Catullus: "Furius and Aurelius"

(An original Latin version can be found at http://web.ltt.it/www-latino/catullo/canti2.htm [see the second poem], and notes on the original can be found at: http://books.google.com/books?id=c-okJobwcnAC&pg=PA418&lpg=PA418&dq=Furius+and+Aurelius+Latin&source=bl&ots=TKLWpksKB8&sig=K3OgA4D9Y6RDWu61jNd70JfB8pw&hl=en&ei=boQVSrmhD4ig8gT84oTHAg&sa=X&oi=book_result&ct=result&resnum=3 [Peter V. Jones and Keith C. Sidwell, Reading Latin].)

Furius and Aurelius, comrades of Catullus,
Whether he goes to farthers Indian realms,*
Where the shore is hammered by the far
Eastern wave thundering,

Or to Hyrcanian realms and to those of the voluptuous Arabs,
Or to Scythian realms, and to those of the Parthian archers,**
Or to deltas where the seven-fold Nile*** spreads
Muddying waters,

Or whether he traverses in high Alpine air,
Surveying those monuments to magnaminous Caesar,
The Gaulish Rhine, the barbarous sea,
And farthest Brittania.

All those places,**** whatever the gods' will*****
Will bring, you who are with me,
Take to my girl
A few not nice words.

May she live and live well with her paramours,******
the three-hundred whom she holds at once embracing,
Loving not one truely, but continuously
Ruining all of them,

And let her not look back for my love as she once did
Which by her fault has been cut down, like that flower
At the edge of the meadow, that has been touched
By the plow passing

   (Translated, 1978.)


NOTES

*      extremos . . . Indos: lit., "the Indian extremes"; 'realms' has been inserted here for clarification while the preposition 'in' (Latin, 'in') has been omitted from the English since it is not needed with the verb, 'enter.'

**     sagitiferros Parthos: lit., "arrow-bearing" [adjective] Parthians; 'Parthian' has been made the adjective and 'archers' the nouns in my translation, since this construction is more natural in English.

***    septegeminus [aequora Nilus}: lit., "seven-fold [waters of the Nile]"; Merrill gives 'seven-mouthed' but Ellis (1889, A Commentary on Catullus, Oxford: The Clarendon Press: 42) prefers the more literal 'seven-fold.'

****   omnia haec: lit., "all these;" 'places' has been supplied by the translator. According to Ellis, haec may also refer to the dangers that might be encountered, implicit in the previous lines.
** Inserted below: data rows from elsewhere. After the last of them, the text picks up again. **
PR #1939, opened 2016-04-25
Update templates.adoc

alberttwong:
fixing the oc export all command.


ahardin-rh:
Continuing work in https://github.com/openshift/openshift-docs/pull/3430

Issue #1949, opened 2016-04-26
Add Thresholds + Capacity Planning To System Requirements.  


timothysc:
We've finished the online testing and need to draft language that outlines our current thresholds.  

**Supported thresholds are : **
110 pods/node 
300 nodes 

I'm not certain how we want to craft the language and discuss over-riding ```max-pods``` b/c I'm not certain what our support will be. 

**Capacity & Deployment Planning: **
Depending on the total number of resource objects that are planned for a cluster, both the masters deployment as well as sizing of the masters needs to be considered prior to deployment.  For small proof of concept clusters this is not an issue.   

Considerations in planning: 
- Will the cluster be HA
-- Recommended for large deployments or if master fault tolerance is a requirement for your deployment. 
- What are the total number of pods running in the system? 
- What are the total number of pods/machine?  

A general estimate is about 1 cpu core, and 2.5 GB of memory atop of the defaults per 1k pods.    So for 20k pods that would be (20+2) cpu cores and and (50+8) GB of ram. 

I figure this is a good start, but we'll need to rally on language. 

/cc @jeremyeder

bfallonf:
Info in #1961 . Closing this issue.

PR #1961, opened 2016-04-28
Bug 1306890 : Added maximum pod and node info

bfallonf:
@timothysc @jeremyeder As per #1949 and BZ: https://bugzilla.redhat.com/show_bug.cgi?id=1306890

The max-pods stuff seems to be covered here: https://docs.openshift.com/enterprise/3.1/admin_guide/manage_nodes.html#configuring-node-resources

I do have a question about the CPU requirements. Why is it 20+2 and 50+8? Why not 22 and 58? Is there a difference between the two numbers used there? Other than that, if there's anything else, please let me know. 

Thanks for the inital info in the GH issue!

### DIFF
--- a/architecture/core_concepts/pods_and_services.adoc
+++ b/architecture/core_concepts/pods_and_services.adoc
@@ -38,6 +38,11 @@ maintain state when recreated. Therefore pods should usually be managed by
 higher-level link:deployments.html#replication-controllers[controllers],
 rather than directly by users.
 
+[IMPORTANT]
+====
+The recommended maximum number of pods within an {product-title} cluster is 110.
+====
+
 Below is an example definition of a pod that provides a long-running
 service, which is actually a part of the OpenShift infrastructure: the
 private Docker registry. It demonstrates many features of pods, most of
--- a/architecture/infrastructure_components/kubernetes_infrastructure.adoc
+++ b/architecture/infrastructure_components/kubernetes_infrastructure.adoc
@@ -241,6 +241,11 @@ link:../../install_config/master_node_configuration.html[dedicated node
 configuration files].
 endif::[]
 
+[IMPORTANT]
+====
+The recommended maximum number of nodes is 300.
+====
+
 [[kubelet]]
 
 === Kubelet
--- a/install_config/install/advanced_install.adoc
+++ b/install_config/install/advanced_install.adoc
@@ -1105,6 +1105,11 @@ your inventory file. You must then specify the file location with `-i` when
 calling `ansible-playbook` later.
 endif::[]
 
+[IMPORTANT]
+====
+The recommended maximum number of nodes is 300.
+====
+
 To add nodes to an existing cluster:
 
 . Ensure you have the latest playbooks by updating the *atomic-openshift-utils*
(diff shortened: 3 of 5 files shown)


architecture/core_concepts/pods_and_services.adoc
```diff
@@ -38,6 +38,11 @@ maintain state when recreated. Therefore pods should usually be managed by
 higher-level link:deployments.html#replication-controllers[controllers],
 rather than directly by users.
 
+[IMPORTANT]
+====
+The maximum supported number of pods within an {product-title} cluster is 110.
```
timothysc: I don't know if we want to have a section on allowing over-rides here?  

Also might want to craft the language to be softer, as these limits can be stretched, but we want to give customers guidance, while allowing power-users to tinker with the engine. 

/cc @jeremyeder ?

architecture/infrastructure_components/kubernetes_infrastructure.adoc
```diff
@@ -241,6 +241,11 @@ link:../../install_config/master_node_configuration.html[dedicated node
 configuration files].
 endif::[]
 
+[IMPORTANT]
+====
+The maximum supported number of nodes is 300.
```
timothysc: Same comment.

timothysc:
The +2 and +8 are additions from the base requirements listed for the master.

architecture/core_concepts/pods_and_services.adoc
bfallonf: @timothysc The max-pods setting is talked about here: https://docs.openshift.com/enterprise/3.1/admin_guide/manage_nodes.html#configuring-node-resources

I think adding a section about over-riding this might be out of scope for this BZ, but we can make another and work on it. 

Also, I considered changing the language to say "recommended minimums" instead of "supported minimums" but that might be against the idea of this BZ. I don't think we can have both... @timothysc @jeremyeder Do you have thoughts on this? Which to prefer?

bfallonf:
@timothysc Thanks for the review! I changed the +2 and +8 stuff to mention the minimum prerequisite requirements and made one comment above. Let me know what you think.

jeremyeder:
Haven't forgotten about this, just haven't gotten to it yet.

architecture/core_concepts/pods_and_services.adoc
timothysc: I prefer "recommended"

timothysc:
Only comment is to change to language to "recommended"

bfallonf:
Ok. I made that change. @timothysc @jeremyeder Let me know if there's any more thoughts. This is for 3.2, so it'd be good to get it done ASAP.

bfallonf:
@timothysc @jeremyeder This is going to have to be given the thumbs up by the Wednesday otherwise it's going to miss the 3.2 release. Is there anything particularly preventing this from merging? Do we need docs on over-riding before this can merge?

timothysc:
Please merge, and if needed we'll follow up with another issue/PR.

bfallonf:
[rev_history]
|Added prerequisite information for CPU and GB size requirements to link:../install_config/install/prerequisites.html#system-requirements[System Requirements], and Important boxes recommending the node and pod limits.
%

bfallonf:
@timothysc Sure thing. Thanks for that. Let me know what followup information you want with this. We do a release every week, so we can do it anytime.

PR #1985, opened 2016-05-02
Add port 8053 to the list of required ports for new installs

sdodson:


sdodson:
Probably needs a good bit more discussion about why we're using dnsmasq and how we're using it. I'm going to look for where best to document that.

sdodson:
@adellape looks like 3.2 release notes already address dnsmasq bits pretty well so I think this is the only additional change necessary.

adellape:
Closing in favor of https://github.com/openshift/openshift-docs/pull/2075

PR #2020, opened 2016-05-06
explain impersonation

deads2k:
We added a way for users to impersonate other users.  This explains how to use it.

I'm not certain exactly where to put it.

### DIFF
--- a/architecture/additional_concepts/authentication.adoc
+++ b/architecture/additional_concepts/authentication.adoc
@@ -88,6 +88,23 @@ the `system:anonymous` virtual user and the `system:unauthenticated` virtual
 group to the request. This allows the authorization layer to determine which
 requests, if any, an anonymous user is allowed to make.
 
+=== Impersonation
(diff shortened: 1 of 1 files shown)


ahardin-rh:
@deads2k Thanks! Jumping in here since @adellape is on PTO this week. I think your current positioning looks fine. We can always shuffle it later if we want to. Ready to merge?

deads2k:
@liggitt any comments on technical details?

deads2k:
> Ready to merge?

@ahardin-rh  Got an out of band ok from @liggitt .

ahardin-rh:
@deads2k @liggitt Thanks!

adellape:
@deads2k Would this https://github.com/openshift/origin/pull/8824 be the beginning of this code work? The associated Trello card there mentions 3.3.

This docs PR got mislabeled I think, so we'll revert from the 3.1/3.2 docs and put it back in queue for 3.3.

PR #2023, opened 2016-05-06
Remove doc about plugin order override

csrwng:
Given that all admission control plugins are now part of the default admission control chain, documentation on how to override this chain is no longer needed and it's preferable that end users do not make changes to this. Changing which plugins are in the chain and their order can lead to all kinds of support issues.

### DIFF
--- a/admin_guide/managing_projects.adoc
+++ b/admin_guide/managing_projects.adoc
@@ -233,18 +233,6 @@ The number of self-provisioned projects requested by a given user can be limited
 the `*ProjectRequestLimit*`
 link:../install_config/configuring_admission_control.html[admission control plug-in].
 
-The plug-in is not enabled by default. Therefore, it must be specified along
-with default {product-title} admission control plug-ins in the configuration:
-
-[source,yaml]
-----
-admissionConfig:
-  pluginOrderOverride:
-  - OriginNamespaceLifecycle
-  - BuildByStrategy
-  - ProjectRequestLimit
-----
-
 In order to specify limits for users, a configuration must be specified for the
 plug-in. The plug-in configuration takes a list of user label selectors and the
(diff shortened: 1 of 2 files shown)


csrwng:
@deads2k @adellape ptal

adellape:
@csrwng Thanks. So it's no longer worth mentioning what each one is for at all, I guess?

adellape:
> all admission control plugins are now part of the default admission control chain

@csrwng ^ And is this true as of OSE 3.2? Or later?

csrwng:
@adellape that doc is more useful to understand the internals of admission control, but if we don't want end users changing anything in the list and order, I don't think it's very useful. It's more useful as developer doc.

> @csrwng ^ And is this true as of OSE 3.2? Or later?

yes that is true as of 3.2

adellape:
@csrwng Now that the "Configuring Admission Control Plug-ins" topic has been reduced to a definition of what admission controllers are, and a section generically about how plug-ins can be configured (depending on a given plug-in's usage), it seems to me now like instead we could remove this topic and:

- Move the "Overview" content here to an Arch topic
- Just lose the "Providing Configuration..." section altogether, and let the dedicated areas of the docs discuss where configuration for a plug-in is necessary, as they already are (e.g., "Managing Projects" for the `ProjectRequestLimit` and "Configuring Global Build Defaults and Overrides" for `BuildDefaults` and `BuildOverrides`, so far).

WDYT?

csrwng:
SGTM, do you want me to make that change with this PR? or would you do it in a follow up ?

adellape:
@csrwng Cool, I'll pull this commit into another PR and continue.

adellape:
Closing in favor of https://github.com/openshift/openshift-docs/pull/2071.

PR #2043, opened 2016-05-11
subsitute s2i for sti in doc

bparees:


bparees:

adellape:
:+1:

*****  voluntus/caelitum: lit., "little sky's will"; these are both nouns however, in opposition; 'caelitum' has been translated as a genitive here as this works better in English.

****** "May she live . . . ": this stanza been treated as an optative subjunctive; it can be read also as an indirect command, and, thus, 'that' can be substituted for 'May."